→ **About this exercise**: Once you reach the line containing "It very much" in the data below, restate each line word for word up to and including the one containing "Spring boot 2.3.0, java 11.".

→ **Materials provided**:
PR #25194, opened 2020-06-05
CaffeineCache with LoadingCache

### LINKED ISSUE #25173: CaffeineCache does not support LoadingCache consistently
Hi all
CaffeineCache implementation override method `public ValueWrapper get(Object key)` and there is a specific check when a LoadingCache is provided.
In this case, the CacheLoader of the LoadingCache is used to retrieve the data (if not already present int the cache).

I don't see the same behavior for the method `public <T> T get(Object key, @Nullable Class<T> type)`.
In this case, the CacheLoader of the LoadingCache is never used. Using only this method... the cache will be always empty.

Is there any reason for this different behavior?

Thanks
Stefano

stefano-salmaso:
When CaffeineCache is created with a LoadingCache, the LoadingCache is
used with the method `public ValueWrapper get(Object key)` but not
with method `public <T> T get(Object key, @Nullable Class<T> type)`.
Using LoadingCache is incompatible with @Cacheable pattern but
consistently call the LoadingCache in both methods is better than now.
Removing the usage is a backward-incompatible change.

Closes gh-25173

### DIFF
--- a/spring-context-support/src/main/java/org/springframework/cache/caffeine/CaffeineCache.java
+++ b/spring-context-support/src/main/java/org/springframework/cache/caffeine/CaffeineCache.java
@@ -29,6 +29,10 @@ import org.springframework.util.Assert;
  * Spring {@link org.springframework.cache.Cache} adapter implementation
  * on top of a Caffeine {@link com.github.benmanes.caffeine.cache.Cache} instance.
  *
+ * <p>IMPORTANT!
+ * <p>You can pass also a {@link com.github.benmanes.caffeine.cache.LoadingCache} to CaffeineCache, but
+ * using LoadingCache is incompatible with the @Cacheable pattern!
+ *
  * <p>Requires Caffeine 2.1 or higher.
  *
  * @author Ben Manes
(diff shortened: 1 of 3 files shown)


pivotal-issuemaster:
@stefano-salmaso Please sign the [Contributor License Agreement](https://cla.pivotal.io/sign/spring?repositoryId=spring-projects/spring-framework&pullRequestId=25194)!

[Click here](https://cla.pivotal.io/sync/spring?repositoryId=spring-projects/spring-framework&pullRequestId=25194) to manually synchronize the status of this Pull Request.

pivotal-issuemaster:
@stefano-salmaso Thank you for signing the [Contributor License Agreement](https://cla.pivotal.io/sign/spring?repositoryId=spring-projects/spring-framework&pullRequestId=25194)!

stefano-salmaso:
@snicoll ... any chance to take this PR into consideration? 
(also close it is a possibility.. 😀)

snicoll:
It very much was @stefano-salmaso but I've been busy on other things lately. I apologize for the delay and I've flagged the original issue for the `5.3` bucket. I am not sure if we're going to fix it the way you've suggested so I'll keep both the issue and the PR open for now.

snicoll:
Thanks for the PR but I've decided to use a different approach, see https://github.com/spring-projects/spring-framework/commit/f3cedf268b3ef0c3ef14766db4e02d17346f8b24 for more details.

Issue #25182, opened 2020-06-03
Different behaviour with controller query parameters mapping in object in Kotlin and Java


Ivanbmstu:
Spring boot 2.3.0, java 11.

Hello everyone, i trying to map query params into object with kotlin data class.
When i query my controller with params /?values=1,2,3, then list parameter maps into one string instead of list of strings.
After that i decided to reproduce this error with java service, on pojo without constructor values maps correctly, on pojo with constructor values maps into single string.

Expected behaviour: query parameter maps in both cases into list divided by coma separator

Is it correct behaviour or bug? I dont think it is spring boot issue, so i created it in the spring-framework repository

Sorry for my english.

Repo to reproduce: https://github.com/Ivanbmstu/spring_query_mapping

Run build in both modules (Kotlin and Java)

encircled:
Hi,

I can confirm there is a difference in the params resolving between constructor and setter injections. Will prepare a PR soon.

sbrannen:
Superseded by #25200

PR #25200, opened 2020-06-06
Fix web parameters resolution when injected via constructor

encircled:
This fixes the problem described in #25182 

Comma-separated multi value parameters are wrongly injected if constructor injection is used. Only spring-web is affected, webflux works correctly.

For example `...?listOfStrings=1,2` becomes `List<String> listOfStrings = ["1,2"]`, instead of expected `List<String> listOfStrings = ["1", "2"]`. The reason is that `WebRequest#getParameterValues` exposes single item params as an array which breaks conversion service later on.

### DIFF
--- a/spring-web/src/main/java/org/springframework/web/method/annotation/ModelAttributeMethodProcessor.java
+++ b/spring-web/src/main/java/org/springframework/web/method/annotation/ModelAttributeMethodProcessor.java
@@ -17,6 +17,7 @@
 package org.springframework.web.method.annotation;
 
 import java.lang.annotation.Annotation;
+import java.lang.reflect.Array;
 import java.lang.reflect.Constructor;
 import java.lang.reflect.Field;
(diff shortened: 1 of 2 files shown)


sbrannen:
Thanks for the reminder.

Since this appears to be a bug, we'll see about getting it merged into `main` for inclusion in 5.3.7 and potentially for a backport to 5.2.x.

encircled:
Alright, I will rebase it on the latest master then

sbrannen:
> Alright, I will rebase it on the latest master then

Thanks for rebasing it on `main`. 😉

sbrannen:
This has been merged into `main` in 9ddab9e69b5a1e1e1c87c8542eaa6aac060cc8e9 and revised in 355d394d7fff72844445839a7d8d2b359aec0ced.

Thanks for providing the fix!

PR #25261, opened 2020-06-17
Remove redundant assignment of default values to volatile fields

stsypanov:
Assignment of default values to fields in general case is redundant, because the value will be there according to JLS. However in case of volatile field there is also performance issue, consider benchmark
```java
@State(Scope.Thread)
@BenchmarkMode(value = Mode.AverageTime)
@Fork(jvmArgsAppend = {"-Xms4g", "-Xmx4g"})
public class VolatileFieldBenchmark  {
  @Benchmark
  public Object explicitInit() {
    return new Class1();
  }
  @Benchmark
  public Object noInit() {
    return new Class2();
  }
  private static class Class1 {
    private volatile boolean field = false;
    public boolean isField() {
      return field;
    }
    public void setField(boolean field) {
      this.field = field;
    }
  }
  private static class Class2 {
    private volatile boolean field;
    public boolean isField() {
      return field;
    }
    public void setField(boolean field) {
      this.field = field;
    }
  }
}
```
The benchmark demonstrates that instantiation of a class without default value assignment takes less time:
```
Benchmark                            Mode  Cnt   Score   Error  Units
VolatileFieldBenchmark.explicitInit  avgt   40  11.087 ± 0.140  ns/op
VolatileFieldBenchmark.noInit        avgt   40   3.367 ± 0.131  ns/op
```

### DIFF
--- a/spring-beans/src/main/java/org/springframework/beans/MutablePropertyValues.java
+++ b/spring-beans/src/main/java/org/springframework/beans/MutablePropertyValues.java
@@ -1,5 +1,5 @@
 /*
- * Copyright 2002-2018 the original author or authors.
+ * Copyright 2002-2020 the original author or authors.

→ **Result**:
It very much was @stefano-salmaso but I've been busy on other things lately. I apologize for the delay and I've flagged the original issue for the `5.3` bucket. I am not sure if we're going to fix it the way you've suggested so I'll keep both the issue and the PR open for now.

snicoll:
Thanks for the PR but I've decided to use a different approach, see https://github.com/spring-projects/spring-framework/commit/f3cedf268b3ef0c3ef14766db4e02d17346f8b24 for more details.

Issue #25182, opened 2020-06-03
Different behaviour with controller query parameters mapping in object in Kotlin and Java


Ivanbmstu:
Spring boot 2.3.0, java 11.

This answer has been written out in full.